→ PROBLEM STATEMENT: Scan the records for the word "prevent". Report each line where it occurs.

** DATASET RECORDS follows **

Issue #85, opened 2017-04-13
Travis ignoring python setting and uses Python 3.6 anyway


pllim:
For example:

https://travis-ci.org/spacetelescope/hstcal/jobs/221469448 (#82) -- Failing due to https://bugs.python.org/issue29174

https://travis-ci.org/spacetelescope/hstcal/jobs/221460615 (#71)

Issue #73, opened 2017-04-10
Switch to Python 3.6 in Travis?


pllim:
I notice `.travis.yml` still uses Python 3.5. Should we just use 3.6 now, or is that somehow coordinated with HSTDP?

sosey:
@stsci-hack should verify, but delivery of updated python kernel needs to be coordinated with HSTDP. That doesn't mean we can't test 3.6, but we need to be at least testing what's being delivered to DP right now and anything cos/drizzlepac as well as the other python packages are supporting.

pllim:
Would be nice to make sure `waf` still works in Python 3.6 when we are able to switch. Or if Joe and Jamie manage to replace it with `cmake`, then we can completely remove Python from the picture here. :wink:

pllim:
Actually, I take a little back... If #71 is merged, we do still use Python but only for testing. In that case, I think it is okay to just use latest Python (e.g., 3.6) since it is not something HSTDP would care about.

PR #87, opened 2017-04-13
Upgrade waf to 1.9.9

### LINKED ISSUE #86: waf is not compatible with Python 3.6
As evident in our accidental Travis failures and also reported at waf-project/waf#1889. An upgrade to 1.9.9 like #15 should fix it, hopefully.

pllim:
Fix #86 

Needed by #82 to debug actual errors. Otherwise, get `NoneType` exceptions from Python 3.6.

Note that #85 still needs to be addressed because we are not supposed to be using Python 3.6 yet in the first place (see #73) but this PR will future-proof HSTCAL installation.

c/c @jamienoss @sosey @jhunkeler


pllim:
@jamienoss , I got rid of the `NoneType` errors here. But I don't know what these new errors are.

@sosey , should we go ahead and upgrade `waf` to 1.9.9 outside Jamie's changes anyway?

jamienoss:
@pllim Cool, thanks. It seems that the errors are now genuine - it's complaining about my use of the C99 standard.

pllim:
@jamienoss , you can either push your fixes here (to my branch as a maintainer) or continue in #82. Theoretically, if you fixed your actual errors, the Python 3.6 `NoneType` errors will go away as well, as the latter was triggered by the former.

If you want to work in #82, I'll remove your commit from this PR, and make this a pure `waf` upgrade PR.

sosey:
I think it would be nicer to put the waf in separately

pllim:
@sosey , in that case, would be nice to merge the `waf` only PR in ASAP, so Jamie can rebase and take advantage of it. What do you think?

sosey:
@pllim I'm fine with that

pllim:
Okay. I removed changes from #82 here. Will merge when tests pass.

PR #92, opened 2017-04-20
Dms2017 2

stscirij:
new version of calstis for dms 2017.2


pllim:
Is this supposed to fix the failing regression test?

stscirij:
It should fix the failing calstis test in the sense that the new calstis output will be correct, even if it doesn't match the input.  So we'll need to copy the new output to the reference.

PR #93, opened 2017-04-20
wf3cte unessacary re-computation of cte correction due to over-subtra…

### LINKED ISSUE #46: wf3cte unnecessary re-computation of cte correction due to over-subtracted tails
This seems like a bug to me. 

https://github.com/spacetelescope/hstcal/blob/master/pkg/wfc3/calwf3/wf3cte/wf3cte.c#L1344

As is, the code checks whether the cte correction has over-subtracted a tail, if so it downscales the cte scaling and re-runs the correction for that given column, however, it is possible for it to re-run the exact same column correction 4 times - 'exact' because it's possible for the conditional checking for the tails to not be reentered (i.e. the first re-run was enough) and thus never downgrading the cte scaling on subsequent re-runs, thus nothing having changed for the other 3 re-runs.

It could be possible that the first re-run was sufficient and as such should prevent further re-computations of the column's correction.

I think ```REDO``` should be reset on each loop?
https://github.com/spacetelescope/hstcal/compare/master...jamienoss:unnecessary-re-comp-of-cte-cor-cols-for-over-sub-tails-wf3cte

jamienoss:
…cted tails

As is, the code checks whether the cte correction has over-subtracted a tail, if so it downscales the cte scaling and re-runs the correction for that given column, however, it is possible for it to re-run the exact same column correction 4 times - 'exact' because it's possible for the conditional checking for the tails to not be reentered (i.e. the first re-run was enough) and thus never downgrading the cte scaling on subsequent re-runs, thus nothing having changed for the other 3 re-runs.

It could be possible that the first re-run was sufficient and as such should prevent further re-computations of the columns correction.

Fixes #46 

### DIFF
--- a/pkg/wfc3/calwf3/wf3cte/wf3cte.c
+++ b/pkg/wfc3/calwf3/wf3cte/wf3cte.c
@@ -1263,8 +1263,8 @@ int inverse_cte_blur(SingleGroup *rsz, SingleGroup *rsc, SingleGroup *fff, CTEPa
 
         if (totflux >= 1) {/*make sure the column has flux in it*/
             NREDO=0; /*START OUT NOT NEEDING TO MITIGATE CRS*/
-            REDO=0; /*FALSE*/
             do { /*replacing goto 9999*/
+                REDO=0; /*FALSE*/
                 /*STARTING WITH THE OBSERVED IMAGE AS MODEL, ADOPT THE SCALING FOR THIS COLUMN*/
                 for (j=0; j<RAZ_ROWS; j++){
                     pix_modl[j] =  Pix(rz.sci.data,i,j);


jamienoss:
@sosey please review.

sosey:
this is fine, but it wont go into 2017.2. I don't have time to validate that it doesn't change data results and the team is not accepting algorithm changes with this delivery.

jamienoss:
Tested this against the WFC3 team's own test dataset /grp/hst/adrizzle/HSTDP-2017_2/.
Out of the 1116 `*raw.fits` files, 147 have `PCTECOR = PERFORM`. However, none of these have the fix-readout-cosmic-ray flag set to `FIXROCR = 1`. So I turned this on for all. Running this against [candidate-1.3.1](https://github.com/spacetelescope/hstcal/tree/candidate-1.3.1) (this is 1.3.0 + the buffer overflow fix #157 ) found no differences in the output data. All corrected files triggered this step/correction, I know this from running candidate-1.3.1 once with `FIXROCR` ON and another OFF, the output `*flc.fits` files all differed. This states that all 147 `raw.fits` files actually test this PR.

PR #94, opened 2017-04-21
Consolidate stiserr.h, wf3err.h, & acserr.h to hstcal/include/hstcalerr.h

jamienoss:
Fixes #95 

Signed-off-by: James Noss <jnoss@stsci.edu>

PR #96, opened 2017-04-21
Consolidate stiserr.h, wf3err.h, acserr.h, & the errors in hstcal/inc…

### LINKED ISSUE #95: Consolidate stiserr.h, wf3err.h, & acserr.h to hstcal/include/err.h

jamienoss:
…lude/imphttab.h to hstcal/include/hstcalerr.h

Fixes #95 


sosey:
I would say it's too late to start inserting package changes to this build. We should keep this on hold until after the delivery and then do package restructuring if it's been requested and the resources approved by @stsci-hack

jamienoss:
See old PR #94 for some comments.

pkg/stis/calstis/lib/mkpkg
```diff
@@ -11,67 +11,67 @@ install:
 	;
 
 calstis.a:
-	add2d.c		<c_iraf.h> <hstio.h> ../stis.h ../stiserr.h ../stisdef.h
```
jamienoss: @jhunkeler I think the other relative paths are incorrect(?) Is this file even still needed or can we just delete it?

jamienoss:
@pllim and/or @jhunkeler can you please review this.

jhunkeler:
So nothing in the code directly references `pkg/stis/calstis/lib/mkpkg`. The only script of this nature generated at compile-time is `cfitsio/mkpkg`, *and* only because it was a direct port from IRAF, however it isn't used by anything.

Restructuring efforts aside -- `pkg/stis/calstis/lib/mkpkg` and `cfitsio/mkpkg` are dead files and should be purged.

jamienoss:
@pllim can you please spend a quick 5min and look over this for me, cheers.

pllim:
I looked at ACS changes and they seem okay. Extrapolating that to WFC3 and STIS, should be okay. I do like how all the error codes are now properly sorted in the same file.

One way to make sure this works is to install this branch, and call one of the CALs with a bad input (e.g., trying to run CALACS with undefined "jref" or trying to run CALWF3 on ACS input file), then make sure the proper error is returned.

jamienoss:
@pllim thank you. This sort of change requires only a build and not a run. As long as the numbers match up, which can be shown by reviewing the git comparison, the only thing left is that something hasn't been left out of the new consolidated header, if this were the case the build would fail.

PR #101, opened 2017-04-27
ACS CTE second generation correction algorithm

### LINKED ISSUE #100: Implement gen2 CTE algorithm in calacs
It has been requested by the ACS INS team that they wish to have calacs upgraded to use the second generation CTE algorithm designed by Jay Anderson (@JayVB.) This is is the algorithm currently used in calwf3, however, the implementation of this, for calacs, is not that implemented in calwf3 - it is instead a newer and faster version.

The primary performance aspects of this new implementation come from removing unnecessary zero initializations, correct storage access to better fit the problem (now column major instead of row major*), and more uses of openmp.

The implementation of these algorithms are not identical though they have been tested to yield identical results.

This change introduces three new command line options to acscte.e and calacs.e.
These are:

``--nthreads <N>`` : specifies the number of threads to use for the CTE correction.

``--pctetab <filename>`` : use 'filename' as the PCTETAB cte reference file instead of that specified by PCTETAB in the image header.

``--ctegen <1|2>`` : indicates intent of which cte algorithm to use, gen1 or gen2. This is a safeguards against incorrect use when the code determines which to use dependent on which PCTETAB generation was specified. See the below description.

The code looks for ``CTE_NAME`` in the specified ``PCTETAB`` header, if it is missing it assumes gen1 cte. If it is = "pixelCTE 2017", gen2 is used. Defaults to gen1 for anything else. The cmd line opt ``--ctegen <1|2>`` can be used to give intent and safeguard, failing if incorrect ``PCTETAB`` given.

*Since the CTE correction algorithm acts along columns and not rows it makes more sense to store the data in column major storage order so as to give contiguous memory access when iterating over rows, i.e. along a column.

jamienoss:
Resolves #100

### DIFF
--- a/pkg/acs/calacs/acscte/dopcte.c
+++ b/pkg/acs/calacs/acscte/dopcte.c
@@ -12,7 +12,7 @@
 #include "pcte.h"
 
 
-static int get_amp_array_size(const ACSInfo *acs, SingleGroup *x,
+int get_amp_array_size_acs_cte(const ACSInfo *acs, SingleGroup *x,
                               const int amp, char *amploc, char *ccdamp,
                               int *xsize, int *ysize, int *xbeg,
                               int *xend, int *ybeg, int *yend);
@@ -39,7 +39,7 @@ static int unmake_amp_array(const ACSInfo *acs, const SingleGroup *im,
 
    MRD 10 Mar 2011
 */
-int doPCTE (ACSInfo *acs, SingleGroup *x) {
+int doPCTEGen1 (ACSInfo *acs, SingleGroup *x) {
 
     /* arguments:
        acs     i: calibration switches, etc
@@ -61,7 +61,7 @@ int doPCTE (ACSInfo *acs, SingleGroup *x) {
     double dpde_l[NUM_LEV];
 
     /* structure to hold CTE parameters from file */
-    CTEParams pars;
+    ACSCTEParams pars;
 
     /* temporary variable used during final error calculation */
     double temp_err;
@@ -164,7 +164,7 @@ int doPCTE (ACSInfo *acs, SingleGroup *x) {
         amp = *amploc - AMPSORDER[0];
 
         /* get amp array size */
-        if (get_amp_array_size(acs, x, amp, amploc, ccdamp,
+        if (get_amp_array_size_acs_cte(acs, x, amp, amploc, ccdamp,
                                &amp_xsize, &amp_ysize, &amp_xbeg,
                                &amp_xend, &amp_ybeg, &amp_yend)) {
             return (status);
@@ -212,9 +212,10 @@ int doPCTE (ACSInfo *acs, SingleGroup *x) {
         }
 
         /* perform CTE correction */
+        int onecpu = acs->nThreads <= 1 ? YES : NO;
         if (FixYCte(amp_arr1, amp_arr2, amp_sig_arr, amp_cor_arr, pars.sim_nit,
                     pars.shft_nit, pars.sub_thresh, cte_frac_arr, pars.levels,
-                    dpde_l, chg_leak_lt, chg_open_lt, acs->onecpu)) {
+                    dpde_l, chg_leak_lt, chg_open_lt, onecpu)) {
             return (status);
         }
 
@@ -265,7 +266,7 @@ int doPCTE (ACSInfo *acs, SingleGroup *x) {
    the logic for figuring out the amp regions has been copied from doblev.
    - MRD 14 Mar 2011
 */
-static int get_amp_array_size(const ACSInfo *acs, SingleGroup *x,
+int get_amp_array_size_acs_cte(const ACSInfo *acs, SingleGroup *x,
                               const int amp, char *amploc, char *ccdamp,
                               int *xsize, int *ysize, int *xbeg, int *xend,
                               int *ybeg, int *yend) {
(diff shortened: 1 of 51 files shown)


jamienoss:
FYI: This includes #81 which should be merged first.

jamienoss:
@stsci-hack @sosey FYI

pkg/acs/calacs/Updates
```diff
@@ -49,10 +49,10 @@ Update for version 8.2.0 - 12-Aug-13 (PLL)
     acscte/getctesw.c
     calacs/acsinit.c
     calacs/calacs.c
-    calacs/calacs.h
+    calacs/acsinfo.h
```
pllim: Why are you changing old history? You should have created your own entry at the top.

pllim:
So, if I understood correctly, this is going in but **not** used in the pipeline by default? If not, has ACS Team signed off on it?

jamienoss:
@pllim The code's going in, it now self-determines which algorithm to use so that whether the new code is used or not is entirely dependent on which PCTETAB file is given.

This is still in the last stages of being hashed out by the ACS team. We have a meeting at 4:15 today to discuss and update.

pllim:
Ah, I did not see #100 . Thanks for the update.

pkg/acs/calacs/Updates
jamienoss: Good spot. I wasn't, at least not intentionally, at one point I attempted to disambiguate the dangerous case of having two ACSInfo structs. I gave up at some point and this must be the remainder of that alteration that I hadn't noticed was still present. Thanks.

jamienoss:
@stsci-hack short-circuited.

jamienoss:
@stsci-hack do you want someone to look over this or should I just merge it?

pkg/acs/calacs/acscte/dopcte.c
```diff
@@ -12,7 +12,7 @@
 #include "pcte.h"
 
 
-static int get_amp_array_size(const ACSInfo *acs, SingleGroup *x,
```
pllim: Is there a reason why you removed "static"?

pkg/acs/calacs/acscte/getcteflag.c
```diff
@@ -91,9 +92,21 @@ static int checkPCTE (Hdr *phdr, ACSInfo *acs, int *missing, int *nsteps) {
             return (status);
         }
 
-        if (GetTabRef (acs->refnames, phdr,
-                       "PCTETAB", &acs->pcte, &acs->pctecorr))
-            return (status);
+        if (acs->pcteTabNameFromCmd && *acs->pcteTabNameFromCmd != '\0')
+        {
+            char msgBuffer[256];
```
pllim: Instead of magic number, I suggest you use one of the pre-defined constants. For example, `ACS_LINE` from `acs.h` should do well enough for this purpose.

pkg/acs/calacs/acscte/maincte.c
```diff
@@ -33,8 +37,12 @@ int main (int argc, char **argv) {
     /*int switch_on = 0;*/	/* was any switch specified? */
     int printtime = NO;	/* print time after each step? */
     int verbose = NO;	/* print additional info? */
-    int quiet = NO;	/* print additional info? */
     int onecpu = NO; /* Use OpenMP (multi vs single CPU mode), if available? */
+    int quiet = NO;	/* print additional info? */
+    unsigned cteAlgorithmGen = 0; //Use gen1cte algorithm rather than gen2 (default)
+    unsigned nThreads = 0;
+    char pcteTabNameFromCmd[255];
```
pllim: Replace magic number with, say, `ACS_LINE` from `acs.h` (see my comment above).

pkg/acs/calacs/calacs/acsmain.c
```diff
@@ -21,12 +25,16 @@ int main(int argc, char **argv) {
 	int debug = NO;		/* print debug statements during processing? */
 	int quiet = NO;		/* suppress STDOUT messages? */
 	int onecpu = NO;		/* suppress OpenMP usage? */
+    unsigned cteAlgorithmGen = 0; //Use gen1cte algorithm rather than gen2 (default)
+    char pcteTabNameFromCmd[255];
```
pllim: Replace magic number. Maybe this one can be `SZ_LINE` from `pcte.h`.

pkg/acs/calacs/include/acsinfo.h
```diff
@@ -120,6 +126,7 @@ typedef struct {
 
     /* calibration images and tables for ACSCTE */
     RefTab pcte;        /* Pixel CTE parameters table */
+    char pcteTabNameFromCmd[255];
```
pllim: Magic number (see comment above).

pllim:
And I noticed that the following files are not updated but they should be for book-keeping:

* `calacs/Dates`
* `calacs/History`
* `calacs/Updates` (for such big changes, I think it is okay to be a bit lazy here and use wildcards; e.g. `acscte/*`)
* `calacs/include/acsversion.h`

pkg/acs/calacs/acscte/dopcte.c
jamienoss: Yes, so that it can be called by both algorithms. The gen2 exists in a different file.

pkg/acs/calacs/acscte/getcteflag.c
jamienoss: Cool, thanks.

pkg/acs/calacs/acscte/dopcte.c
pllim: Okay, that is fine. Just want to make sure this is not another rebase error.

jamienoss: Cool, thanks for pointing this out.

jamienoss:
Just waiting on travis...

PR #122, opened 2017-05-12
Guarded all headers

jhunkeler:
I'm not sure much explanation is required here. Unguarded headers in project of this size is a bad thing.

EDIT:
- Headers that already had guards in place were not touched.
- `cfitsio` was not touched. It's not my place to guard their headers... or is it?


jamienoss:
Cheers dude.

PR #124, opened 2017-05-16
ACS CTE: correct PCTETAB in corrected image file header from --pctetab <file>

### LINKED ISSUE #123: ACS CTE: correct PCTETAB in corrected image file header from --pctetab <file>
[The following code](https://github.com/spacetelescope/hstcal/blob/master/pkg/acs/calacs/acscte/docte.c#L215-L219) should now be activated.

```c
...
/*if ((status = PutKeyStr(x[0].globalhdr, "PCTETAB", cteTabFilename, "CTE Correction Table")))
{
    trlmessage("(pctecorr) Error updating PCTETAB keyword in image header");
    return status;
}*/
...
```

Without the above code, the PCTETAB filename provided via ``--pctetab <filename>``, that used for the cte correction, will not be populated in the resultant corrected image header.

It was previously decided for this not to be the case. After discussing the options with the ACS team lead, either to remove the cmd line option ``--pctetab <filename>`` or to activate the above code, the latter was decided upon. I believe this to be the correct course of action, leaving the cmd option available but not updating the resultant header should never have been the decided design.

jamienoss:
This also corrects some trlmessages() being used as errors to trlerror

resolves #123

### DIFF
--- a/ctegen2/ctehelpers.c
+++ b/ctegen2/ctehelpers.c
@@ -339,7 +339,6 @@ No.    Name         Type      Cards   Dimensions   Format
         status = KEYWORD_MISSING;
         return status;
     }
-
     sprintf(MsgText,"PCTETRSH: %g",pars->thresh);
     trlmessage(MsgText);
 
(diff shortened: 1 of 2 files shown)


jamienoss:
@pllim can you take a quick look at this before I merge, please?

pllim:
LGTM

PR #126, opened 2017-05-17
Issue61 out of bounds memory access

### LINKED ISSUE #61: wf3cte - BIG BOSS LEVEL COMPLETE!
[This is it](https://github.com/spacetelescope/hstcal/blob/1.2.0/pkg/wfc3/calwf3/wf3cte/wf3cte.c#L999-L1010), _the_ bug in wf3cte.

** End of DATASET RECORDS **

→ TASK RESULT:
It could be possible that the first re-run was sufficient and as such should prevent further re-computations of the column's correction.
It could be possible that the first re-run was sufficient and as such should prevent further re-computations of the columns correction.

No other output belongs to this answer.